Your goal: Beginning with the first line of the data below, reproduce every line unchanged, ending with the line that holds "This also makes".

Exercise materials:
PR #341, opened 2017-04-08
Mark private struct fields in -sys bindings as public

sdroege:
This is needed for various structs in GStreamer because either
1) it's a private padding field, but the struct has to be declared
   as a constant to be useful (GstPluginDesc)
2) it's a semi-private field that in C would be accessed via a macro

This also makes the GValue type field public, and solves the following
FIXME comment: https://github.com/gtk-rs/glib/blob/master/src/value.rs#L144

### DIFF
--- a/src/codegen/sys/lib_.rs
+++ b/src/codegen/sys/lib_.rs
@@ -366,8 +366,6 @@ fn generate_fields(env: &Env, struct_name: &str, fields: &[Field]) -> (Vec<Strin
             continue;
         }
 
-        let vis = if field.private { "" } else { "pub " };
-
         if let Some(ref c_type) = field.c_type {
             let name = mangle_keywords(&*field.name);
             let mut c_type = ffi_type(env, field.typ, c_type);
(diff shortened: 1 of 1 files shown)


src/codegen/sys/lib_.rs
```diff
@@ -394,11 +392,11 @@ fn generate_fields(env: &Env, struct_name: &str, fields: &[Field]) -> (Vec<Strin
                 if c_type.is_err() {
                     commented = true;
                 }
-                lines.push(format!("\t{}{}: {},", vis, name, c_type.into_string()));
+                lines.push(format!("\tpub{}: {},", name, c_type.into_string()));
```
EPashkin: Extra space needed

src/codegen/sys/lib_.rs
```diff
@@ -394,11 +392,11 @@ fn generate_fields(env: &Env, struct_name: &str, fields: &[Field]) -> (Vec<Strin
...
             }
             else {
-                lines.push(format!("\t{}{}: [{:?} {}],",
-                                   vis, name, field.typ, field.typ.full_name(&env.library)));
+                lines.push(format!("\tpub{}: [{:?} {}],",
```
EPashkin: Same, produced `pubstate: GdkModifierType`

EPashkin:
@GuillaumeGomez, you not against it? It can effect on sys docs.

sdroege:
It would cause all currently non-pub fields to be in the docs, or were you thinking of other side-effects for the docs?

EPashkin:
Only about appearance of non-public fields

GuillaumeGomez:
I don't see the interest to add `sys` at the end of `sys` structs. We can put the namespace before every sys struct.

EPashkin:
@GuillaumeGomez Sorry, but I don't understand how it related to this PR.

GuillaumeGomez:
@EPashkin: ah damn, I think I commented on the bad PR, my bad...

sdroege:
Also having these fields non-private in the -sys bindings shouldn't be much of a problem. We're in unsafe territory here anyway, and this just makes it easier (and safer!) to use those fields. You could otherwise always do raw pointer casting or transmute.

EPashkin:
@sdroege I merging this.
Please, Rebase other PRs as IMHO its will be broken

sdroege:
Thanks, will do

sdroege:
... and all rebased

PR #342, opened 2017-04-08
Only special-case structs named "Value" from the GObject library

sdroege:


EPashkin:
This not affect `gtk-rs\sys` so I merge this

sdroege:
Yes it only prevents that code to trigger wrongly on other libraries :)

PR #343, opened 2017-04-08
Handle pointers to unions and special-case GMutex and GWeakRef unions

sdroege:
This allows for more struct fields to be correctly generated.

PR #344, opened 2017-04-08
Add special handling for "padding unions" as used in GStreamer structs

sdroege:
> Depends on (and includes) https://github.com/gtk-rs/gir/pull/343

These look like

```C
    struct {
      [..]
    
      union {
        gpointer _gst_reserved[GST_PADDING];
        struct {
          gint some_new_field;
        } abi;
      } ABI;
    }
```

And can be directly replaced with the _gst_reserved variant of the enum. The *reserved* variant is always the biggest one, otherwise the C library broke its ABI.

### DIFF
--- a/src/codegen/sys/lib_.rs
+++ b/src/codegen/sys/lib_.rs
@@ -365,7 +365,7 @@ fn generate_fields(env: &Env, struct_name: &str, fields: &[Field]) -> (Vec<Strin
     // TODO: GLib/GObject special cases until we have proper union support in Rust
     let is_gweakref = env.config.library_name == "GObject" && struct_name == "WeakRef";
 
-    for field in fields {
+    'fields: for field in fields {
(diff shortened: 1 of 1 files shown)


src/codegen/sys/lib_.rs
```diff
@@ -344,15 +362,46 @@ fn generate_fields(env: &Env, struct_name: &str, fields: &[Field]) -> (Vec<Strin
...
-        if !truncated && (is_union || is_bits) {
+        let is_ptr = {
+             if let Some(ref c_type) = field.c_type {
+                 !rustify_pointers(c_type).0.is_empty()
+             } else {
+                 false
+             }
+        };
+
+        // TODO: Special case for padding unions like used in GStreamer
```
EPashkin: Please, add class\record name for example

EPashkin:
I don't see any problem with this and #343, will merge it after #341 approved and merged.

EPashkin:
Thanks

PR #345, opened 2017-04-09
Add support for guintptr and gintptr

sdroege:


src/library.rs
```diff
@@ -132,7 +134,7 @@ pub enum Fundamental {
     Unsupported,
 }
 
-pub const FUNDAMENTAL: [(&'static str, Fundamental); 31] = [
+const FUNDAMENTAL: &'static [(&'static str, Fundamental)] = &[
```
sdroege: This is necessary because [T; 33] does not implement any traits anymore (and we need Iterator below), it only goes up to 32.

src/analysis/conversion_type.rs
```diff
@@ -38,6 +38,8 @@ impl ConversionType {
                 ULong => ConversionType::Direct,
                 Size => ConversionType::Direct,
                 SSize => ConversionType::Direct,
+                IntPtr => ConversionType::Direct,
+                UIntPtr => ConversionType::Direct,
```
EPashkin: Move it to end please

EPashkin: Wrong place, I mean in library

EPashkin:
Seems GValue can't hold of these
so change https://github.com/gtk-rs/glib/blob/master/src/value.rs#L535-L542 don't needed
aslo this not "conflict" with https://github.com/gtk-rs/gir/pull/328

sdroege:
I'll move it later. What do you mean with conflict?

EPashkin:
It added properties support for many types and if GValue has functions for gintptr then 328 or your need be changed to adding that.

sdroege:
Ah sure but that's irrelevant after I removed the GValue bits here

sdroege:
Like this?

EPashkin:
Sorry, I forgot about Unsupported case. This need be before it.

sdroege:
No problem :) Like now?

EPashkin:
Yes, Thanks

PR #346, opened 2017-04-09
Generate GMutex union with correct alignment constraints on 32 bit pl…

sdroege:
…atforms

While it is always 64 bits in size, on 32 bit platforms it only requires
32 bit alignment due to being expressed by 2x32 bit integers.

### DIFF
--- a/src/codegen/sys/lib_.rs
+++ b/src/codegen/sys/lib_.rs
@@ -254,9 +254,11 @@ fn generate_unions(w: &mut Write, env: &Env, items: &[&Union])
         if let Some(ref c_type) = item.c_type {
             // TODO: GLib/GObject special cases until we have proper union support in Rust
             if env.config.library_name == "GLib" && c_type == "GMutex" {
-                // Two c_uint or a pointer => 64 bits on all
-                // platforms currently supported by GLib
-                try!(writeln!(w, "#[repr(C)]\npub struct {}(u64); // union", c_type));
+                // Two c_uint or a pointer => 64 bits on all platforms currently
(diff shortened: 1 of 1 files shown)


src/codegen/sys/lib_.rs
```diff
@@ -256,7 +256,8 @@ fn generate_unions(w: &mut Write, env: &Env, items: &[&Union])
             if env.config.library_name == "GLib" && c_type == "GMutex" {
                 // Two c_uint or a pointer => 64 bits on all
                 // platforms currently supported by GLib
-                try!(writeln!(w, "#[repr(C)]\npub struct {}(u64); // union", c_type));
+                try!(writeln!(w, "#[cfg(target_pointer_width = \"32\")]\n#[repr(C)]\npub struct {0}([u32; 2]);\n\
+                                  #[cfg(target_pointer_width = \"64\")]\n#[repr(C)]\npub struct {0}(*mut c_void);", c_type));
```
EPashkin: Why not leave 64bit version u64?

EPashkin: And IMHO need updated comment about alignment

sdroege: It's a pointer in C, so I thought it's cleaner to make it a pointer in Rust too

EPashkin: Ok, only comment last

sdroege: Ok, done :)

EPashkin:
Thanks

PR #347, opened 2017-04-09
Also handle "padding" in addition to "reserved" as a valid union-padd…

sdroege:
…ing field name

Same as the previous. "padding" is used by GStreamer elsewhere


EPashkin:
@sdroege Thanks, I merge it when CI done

Solution to this problem:
PR #341, opened 2017-04-08
Mark private struct fields in -sys bindings as public

sdroege:
This is needed for various structs in GStreamer because either
1) it's a private padding field, but the struct has to be declared
   as a constant to be useful (GstPluginDesc)
2) it's a semi-private field that in C would be accessed via a macro

This also makes the GValue type field public, and solves the following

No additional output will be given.